🤖 AI Summary
This work addresses the automatic detection of stroke and its subtype classification (ischemic versus hemorrhagic) in computed tomography (CT) images by proposing a lightweight and efficient Siamese-ConvNeXt architecture. The model employs dual-branch ConvNeXt encoders to extract multi-scale features, which are then fused through a 1D convolutional decoder, a bottleneck projection module, and a compact classification head. Evaluated on a dataset of 6,774 CT images, the method achieves an accuracy and F1 score of 0.988, significantly outperforming both CNN- and Transformer-based baselines.

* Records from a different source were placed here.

PR #151, opened 2021-06-09
Add support for median filter for LR check depth mode

szabi-luxonis:
Other filters are WIP


szabi-luxonis:
Included in: https://github.com/luxonis/depthai-core/pull/159

PR #153, opened 2021-06-11
Add convenience headers in depthai/pipeline

kunaltyagi:


szabi-luxonis:
Please target develop w/ PRs.

themarpe:
Does this enable anything outside of this refactor? 
If not its IMO unnecessary, as it just moves it to a separate include.
Otherwise I'd lean more on lowercase naming.

themarpe:
I think it could come handy in `StreamPacketParser` from #150 . 
Then I'd go with lowercase: nodes.hpp & datatypes.hpp and we can reuse in #150 as well (`StreamPacketParser.cpp`)

themarpe (approved):

PR #154, opened 2021-06-11
Make `getParentPipeline` publically available

kunaltyagi:
In absence of this, and node based queries need the pipline as an argument as well.

Moreover, there's a need for an extra check for confiming if the node actually belongs to the pipeline provided as the argument


themarpe (approved):

themarpe:
@kunaltyagi can you make a corresponding PR for `depthai-python` as well? (Adding the bindings for it)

It also demonstrates low inference latency, rapid convergence, high sensitivity and specificity across classes, and excellent calibration of predictive confidence, making it well-suited for clinical deployment.
📝 Abstract
We present StrokeNeXt, a model for stroke classification in 2D Computed Tomography (CT) images. StrokeNeXt employs a dual-branch design with two ConvNeXt encoders, whose features are fused through a lightweight convolutional decoder based on stacked 1D operations, including a bottleneck projection and transformation layers, and a compact classification head. The model is evaluated on a curated dataset of 6,774 CT images, addressing both stroke detection and subtype classification between ischemic and hemorrhage cases. StrokeNeXt consistently outperforms convolutional and Transformer-based baselines, reaching accuracies and F1-scores of up to 0.988. Paired statistical tests confirm that the performance gains are statistically significant, while class-wise sensitivity and specificity demonstrate robust behavior across diagnostic categories. Calibration analysis shows reduced prediction error compared to competing methods, and confusion matrix results indicate low misclassification rates. In addition, the model exhibits low inference time and fast convergence.